### HOW TO COMPLETE THIS TASK
Scan the entries for lines containing the string "every". Reply with how many there are, and nothing else.

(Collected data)

PR #1001, opened 2021-04-11
Fix dynspread not to count already-spread pixels and respect array bnds

### LINKED ISSUE #1000: Improving dynspread
Given Datashader's model of a point as a mathematically ideal, infinitesimally small location, Datashader relies on spreading (image dilation) for making isolated datapoints visible on high-resolution displays. However, spreading inherently destroys data for non-isolated datapoints, which means that the correct (useful) amount of spread (say, in the range 0 to `max_px`) depends on zoom level and the data distribution. When zoomed out so that data points are clustered near each other, we want zero spreading so that we can see the distribution accurately, while when zoomed in enough that data points are fully spread out, we want the full amount of spreading to make individual dots fully visible. 

The dynspread command was meant to achieve that, using a metric based on how many data points have  non-empty neighbors. dynspread iteratively increases the pixel spreading until the metric exceeds a fixed threshold, and that's how much spreading is done. See the docs for `max_px` and `threshold`:

image

However, dynspread has never worked very well, and it looks to me like the [logic in it](https://github.com/holoviz/datashader/blob/master/datashader/transfer_functions/__init__.py#L714) is fundamentally flawed, in that previous iterations of spreading fill in a widening circle around each point, and then _the_ _pixels_ _inside_ _the_ _circle_ erroneously count as neighboring non-empty pixels.  The result is that even widely separated actual data points are treated as if they have overlap, completely inappropriately. Here I've printed the level of `px` being tested, the specified threshold, and the computed metric for that `px` amount of spreading:

```
import pandas as pd, holoviews as hv, holoviews.operation.datashader as hd
hv.extension('bokeh')

df = pd.DataFrame(dict(x=[1,2,3,4,5], y=[5,0,8,2,3]))
img = hd.rasterize(hv.Points(df), height=50, width=50, dynamic=False)
img
```
image
image
image
image
image
image
image

Notice how there is in fact _zero_ adjacency between the rendered datapoints all the way up to a max_px of 4, and even 5 has no actual overlap even though it does have a couple of adjacent pixels. `px` above 5 does have overlap, but in fact I wouldn't have expected such overlap to reach the default threshold of 0.5, as intended by the docstring, and so for this very sparse dynspread plot I would have expected that it used `max_px` spreading with no adjustments to parameters by the user, so that the result is equivalent to using `spread()`:

image

Can anyone suggest an alternative dynspread metric where only the overlapping pixels count?  It still needs to correctly return `px=0` for a densely packed plot, while returning `px=max_px` for widely separated points like in this plot, and preferably smoothly varying in between in a reasonable way.

jbednar:
Fixes #1000. As described in #1000, dynspread was not working as documented or designed, because it was iteratively measuring the density of already-spread pixels, which produced large dense regions that were indistinguishable from dense regions of datapoints. Also, it turns out, the density calculations were reading outside the bounds of the array, which is dangerous and likely to give incorrect readings for density, even though it does not involve _writing_ outside the array. 

Fixed both problems by (1) respecting the bounds of the array when computing density, and (2) iteratively measuring density using an increasing neighborhood (as before) but no longer with actual spreading for each interative step (unlike before). I.e., instead of spreading then checking to see if the density metric is exceeded, simply tries increasingly large values of a neighborhood radius to count how many pixels have neighbors within this radius, and stopping when that normalized number reaches the specified threshold. The neighborhood search is now twice as large as the spreading amount being tested, since unlike actual spreading each datapoint has to check distance to the neighboring datapoint's center, not edge, but it no longer has to do actual spreading, so the speed may not decrease much. 

In any case, the behavior is now vastly more appropriate, and is approximately how I first envisioned dynspread working, smoothly switching to larger point sizes (even for large `max_px` values of e.g. 100) on zooming in. The default threshold of 0.5 actually still seems about right to me, so no need to update that. The `max_px` default of 3 now seems low; 5 seems more visible and clear once zooming in. But I'll leave the default value unchanged here since really it's the default value in the plotting library (e.g. HoloViews hv.operation.datashader.dynspread) that affects interactive use.

Here's an example using the datashader_dashboard, with `max_px=10` (fairly big!):

https://user-images.githubusercontent.com/1695496/114293108-0ca77500-9a59-11eb-86ed-9679603e7fd1.mp4

### DIFF
--- a/datashader/tests/test_transfer_functions.py
+++ b/datashader/tests/test_transfer_functions.py
@@ -948,7 +948,7 @@ def test_rgb_dynspread():
     coords = [np.arange(5), np.arange(5)]
     img = tf.Image(data, coords=coords, dims=dims)
     assert tf.dynspread(img).equals(tf.spread(img, 1))
-    assert tf.dynspread(img, threshold=0.9).equals(tf.spread(img, 2))
+    assert tf.dynspread(img, threshold=0.9).equals(tf.spread(img, 3))
     assert tf.dynspread(img, threshold=0).equals(img)
     assert tf.dynspread(img, max_px=0).equals(img)
 
@@ -964,7 +964,7 @@ def test_array_dynspread():
     coords = [np.arange(5), np.arange(5)]
     arr = xr.DataArray(data, coords=coords, dims=dims)
     assert tf.dynspread(arr).equals(tf.spread(arr, 1))
-    assert tf.dynspread(arr, threshold=0.9).equals(tf.spread(arr, 2))
+    assert tf.dynspread(arr, threshold=0.9).equals(tf.spread(arr, 3))
     assert tf.dynspread(arr, threshold=0).equals(arr)
     assert tf.dynspread(arr, max_px=0).equals(arr)
 
@@ -996,7 +996,7 @@ def test_categorical_dynspread():
     arr = xr.DataArray(data, coords=coords + [['a', 'b', 'c']],
                        dims=dims + ['cat'])
     assert tf.dynspread(arr).equals(tf.spread(arr, 1))
-    assert tf.dynspread(arr, threshold=0.9).equals(tf.spread(arr, 2))
+    assert tf.dynspread(arr, threshold=0.9).equals(tf.spread(arr, 3))
     assert tf.dynspread(arr, threshold=0).equals(arr)
     assert tf.dynspread(arr, max_px=0).equals(arr)
 
--- a/datashader/tests/test_transfer_functions.py
+++ b/datashader/tests/test_transfer_functions.py
@@ -912,60 +912,78 @@ def test_rgb_density():
     assert tf._rgb_density(data) == 1.0
     data = np.zeros((4, 4), dtype='uint32')
     assert tf._rgb_density(data) == np.inf
-    data[2, 2] = b
+    data[3, 3] = b
     assert tf._rgb_density(data) == 0
-    data[2, 1] = data[1, 2] = data[1, 1] = b
-    assert np.allclose(tf._rgb_density(data), 3./8.)
+    data[2, 0] = data[0, 2] = data[1, 1] = b
+    assert np.allclose(tf._rgb_density(data), 0.75)
+    assert np.allclose(tf._rgb_density(data, 3), 1)
 
 def test_int_array_density():
     data = np.ones((4, 4), dtype='uint32')
     assert tf._array_density(data, float_type=False) == 1.0
     data = np.zeros((4, 4), dtype='uint32')
     assert tf._array_density(data, float_type=False) == np.inf
-    data[2, 2] = 1
+    data[3, 3] = 1
     assert tf._array_density(data, float_type=False) == 0
-    data[2, 1] = data[1, 2] = data[1, 1] = 1
-    assert np.allclose(tf._array_density(data, float_type=False), 3./8.)
+    data[2, 0] = data[0, 2] = data[1, 1] = 1
+    assert np.allclose(tf._array_density(data, float_type=False), 0.75)
+    assert np.allclose(tf._array_density(data, float_type=False, px=3), 1)
 
+    
 def test_float_array_density():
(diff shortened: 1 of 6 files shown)


philippjfr:
Nice! My main question I have is if you looked at possible performance implications?

>Also, it turns out, the density calculations were reading outside the bounds of the array, which is dangerous and likely to give incorrect readings for density

😬

jbednar:
I have not done any benchmarking, but I wasn't able to spot performance differences in my informal testing.  It gets slower as the image size increases and as max_px increases (but only for images sparse enough to approach max_px).

jlstevens:
Very nice! I'll give this PR a go tomorrow morning and review.

jlstevens:
I've always felt that a single dynamic spreading approach for multiple glyphs (e.g points versus lines)  would have such tradeoffs. Imho what lines really need is a dynamic thickness instead of a convolution type approach.

At the holoviews level we could know which glyph is being rasterized and choose different code paths that way. At the datashader level it would be up to the user to choose a dynspread approach appropriate to what is being rasterized.

jbednar:
To-do items: Ok, after discussion with @jlstevens and @philippjfr, we agreed:

1. For points plots, this new algorithm is a clear improvement and behaves very reasonably, and should go in. There might be other algorithms that would work as well, but this one is very simple to reason about and matches what we generally want dynspread to do, when operating under its current constraints.
2. For line plots, it's more complicated:
   a. The new algorithm does not ever do any spreading for normal line/curve/area plots, because every point in such plots of spatially extended items always has a neighbor.
   b. In nearly every case we could think of, `spread(px=1)` is actually what we'd want to see for a line plot, and that has always behaved well.
   c. `dynspread` previously typically ended up spreading a line plot a little, nearly being equivalent to spread(px=1), whereas now line plots will no longer have spreading with `dynspread`. To re-enable spreading (previously only happening as a side effect of a broken algorithm), those examples will need updating.
   d. It's conceivable that we could write a neighborhood-based dynspread function for use with lines that looks at the fraction of points filled out of the neighborhood radius, and this could let a line plot use no spreading when on balance it's a dense tangle, and spreading when zoomed in. Making such an algorithm would be a research project (probably not too hard?), and normalizing it to behave similarly with respect to the threshold value as the current algorithm would be difficult, so it seems like it could be a fully separate function if we do decide we need it. I propose that we not do that work, and just see if a fixed spread value is good enough; seems more of a priority to make an antialiased line with thickness than to have a special dynspread for lines.
3. Should we offer the old dynspread function somehow for backwards compatibility? Our conclusion is that preserving the old behavior is not worth the complexity, but we'll need some text about this issue in the release notes regardless.
   a. Cons:
      1. The old one was buggy in several ways and just did not work well.
      2. Supporting both is more complex and messy.
      3. Supporting both would e.g. require explaining to users to do something like `datashader.transfer_functions.dynspread = datashader.transfer_functions.dynspread_old`, which is not substantially easier than telling them to change `dynspread` to `spread(px=1)`. 
   b. Pros:
      1. People who were relying on the previous buggy behavior would more easily be able to return to it.
4. The new `dynspread` appears to work as well as it can given the underlying assumptions, but see #1012 for a proposal for how to eliminate the sharp jumps in spreading sizes currently required.


To-do list before merging: (Jim)
- [ ] Update the Datashader tests that were verifying the old buggy behavior.
- [ ] Search the datashader docs for `dynspread` used on line plots, and update those to use `spread(px=1)` instead. 
- [ ] Rename `density` to something more accurate. neighbor_fraction?
- [ ] Write a release notes entry about dynspread updates.

To-do after merging:
- [ ] Search related sites like holoviews for `dynspread` used on line plots, and update those to use `spread(px=1)` instead.

To-do after releasing datashader 0.13:
- [ ] Update examples.pyviz and holoviews websites to use Datashader 0.13 so that their dynspread behavior improves.

jbednar:
Tests are passing on python 3.6, but failing on later versions because of https://github.com/holoviz/spatialpandas/issues/68 and possibly other issues with related libraries. Merging this now, but still need to address the downstream issues.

### ANSWER SPACE
2